*** Opening Material provided ***
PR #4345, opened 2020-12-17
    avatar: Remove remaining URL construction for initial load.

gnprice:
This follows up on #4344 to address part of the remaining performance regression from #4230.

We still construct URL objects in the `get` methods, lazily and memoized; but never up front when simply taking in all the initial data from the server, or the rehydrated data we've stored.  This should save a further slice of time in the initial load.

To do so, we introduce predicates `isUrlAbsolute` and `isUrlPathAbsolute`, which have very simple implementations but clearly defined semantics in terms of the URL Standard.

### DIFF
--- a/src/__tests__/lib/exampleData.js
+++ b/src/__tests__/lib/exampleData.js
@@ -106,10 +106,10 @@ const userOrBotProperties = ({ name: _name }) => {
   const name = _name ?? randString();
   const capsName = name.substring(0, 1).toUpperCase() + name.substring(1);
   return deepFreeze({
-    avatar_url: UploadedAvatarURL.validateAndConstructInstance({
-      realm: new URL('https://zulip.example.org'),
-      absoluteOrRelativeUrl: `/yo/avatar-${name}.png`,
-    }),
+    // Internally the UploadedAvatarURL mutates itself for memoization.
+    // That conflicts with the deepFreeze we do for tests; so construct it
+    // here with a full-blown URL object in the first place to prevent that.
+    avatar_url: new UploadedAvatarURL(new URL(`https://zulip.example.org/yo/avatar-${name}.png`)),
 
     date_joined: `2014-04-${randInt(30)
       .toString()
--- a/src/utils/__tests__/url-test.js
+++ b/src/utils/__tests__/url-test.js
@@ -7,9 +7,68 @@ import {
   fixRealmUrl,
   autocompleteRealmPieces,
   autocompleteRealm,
*** Closing Material provided ***
= Task to carry out =
Print the records once more, exactly as they were given.

= Response to the task =
PR #4345, opened 2020-12-17
    avatar: Remove remaining URL construction for initial load.

gnprice:
This follows up on #4344 to address part of the remaining performance regression from #4230.

We still construct URL objects in the `get` methods, lazily and memoized; but never up front when simply taking in all the initial data from the server, or the rehydrated data we've stored.  This should save a further slice of time in the initial load.

To do so, we introduce predicates `isUrlAbsolute` and `isUrlPathAbsolute`, which have very simple implementations but clearly defined semantics in terms of the URL Standard.

### DIFF
--- a/src/__tests__/lib/exampleData.js
+++ b/src/__tests__/lib/exampleData.js
@@ -106,10 +106,10 @@ const userOrBotProperties = ({ name: _name }) => {
   const name = _name ?? randString();
   const capsName = name.substring(0, 1).toUpperCase() + name.substring(1);
   return deepFreeze({
-    avatar_url: UploadedAvatarURL.validateAndConstructInstance({
-      realm: new URL('https://zulip.example.org'),
-      absoluteOrRelativeUrl: `/yo/avatar-${name}.png`,
-    }),
+    // Internally the UploadedAvatarURL mutates itself for memoization.
+    // That conflicts with the deepFreeze we do for tests; so construct it
+    // here with a full-blown URL object in the first place to prevent that.
+    avatar_url: new UploadedAvatarURL(new URL(`https://zulip.example.org/yo/avatar-${name}.png`)),
 
     date_joined: `2014-04-${randInt(30)
       .toString()
--- a/src/utils/__tests__/url-test.js
+++ b/src/utils/__tests__/url-test.js
@@ -7,9 +7,68 @@ import {
   fixRealmUrl,
   autocompleteRealmPieces,
   autocompleteRealm,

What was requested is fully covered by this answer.